Each line from the one that contains "-45,6 +45,7 @@ import spv.util.YUnits;" down to the last line of the material should be retyped exactly as it stands.

Input data
%%
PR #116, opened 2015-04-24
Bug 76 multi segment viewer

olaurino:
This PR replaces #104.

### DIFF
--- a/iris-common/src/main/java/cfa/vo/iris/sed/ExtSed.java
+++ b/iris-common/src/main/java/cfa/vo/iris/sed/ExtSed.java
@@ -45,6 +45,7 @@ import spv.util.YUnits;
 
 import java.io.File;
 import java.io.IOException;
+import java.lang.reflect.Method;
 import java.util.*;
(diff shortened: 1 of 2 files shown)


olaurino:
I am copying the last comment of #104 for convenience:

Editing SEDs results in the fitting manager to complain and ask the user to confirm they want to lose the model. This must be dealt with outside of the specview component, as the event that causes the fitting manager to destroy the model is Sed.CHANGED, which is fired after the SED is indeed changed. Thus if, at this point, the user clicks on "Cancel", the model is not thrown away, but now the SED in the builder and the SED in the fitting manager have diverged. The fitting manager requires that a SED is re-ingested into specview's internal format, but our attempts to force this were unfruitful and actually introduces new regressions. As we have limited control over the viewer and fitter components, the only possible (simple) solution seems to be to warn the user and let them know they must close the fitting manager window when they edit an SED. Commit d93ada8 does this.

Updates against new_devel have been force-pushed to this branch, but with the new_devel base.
%%
Solution
@@ -45,6 +45,7 @@ import spv.util.YUnits;
 
 import java.io.File;
 import java.io.IOException;
+import java.lang.reflect.Method;
 import java.util.*;
(diff shortened: 1 of 2 files shown)


olaurino:
I am copying the last comment of #104 for convenience:

Editing SEDs results in the fitting manager to complain and ask the user to confirm they want to lose the model. This must be dealt with outside of the specview component, as the event that causes the fitting manager to destroy the model is Sed.CHANGED, which is fired after the SED is indeed changed. Thus if, at this point, the user clicks on "Cancel", the model is not thrown away, but now the SED in the builder and the SED in the fitting manager have diverged. The fitting manager requires that a SED is re-ingested into specview's internal format, but our attempts to force this were unfruitful and actually introduces new regressions. As we have limited control over the viewer and fitter components, the only possible (simple) solution seems to be to warn the user and let them know they must close the fitting manager window when they edit an SED. Commit d93ada8 does this.

Updates against new_devel have been force-pushed to this branch, but with the new_devel base.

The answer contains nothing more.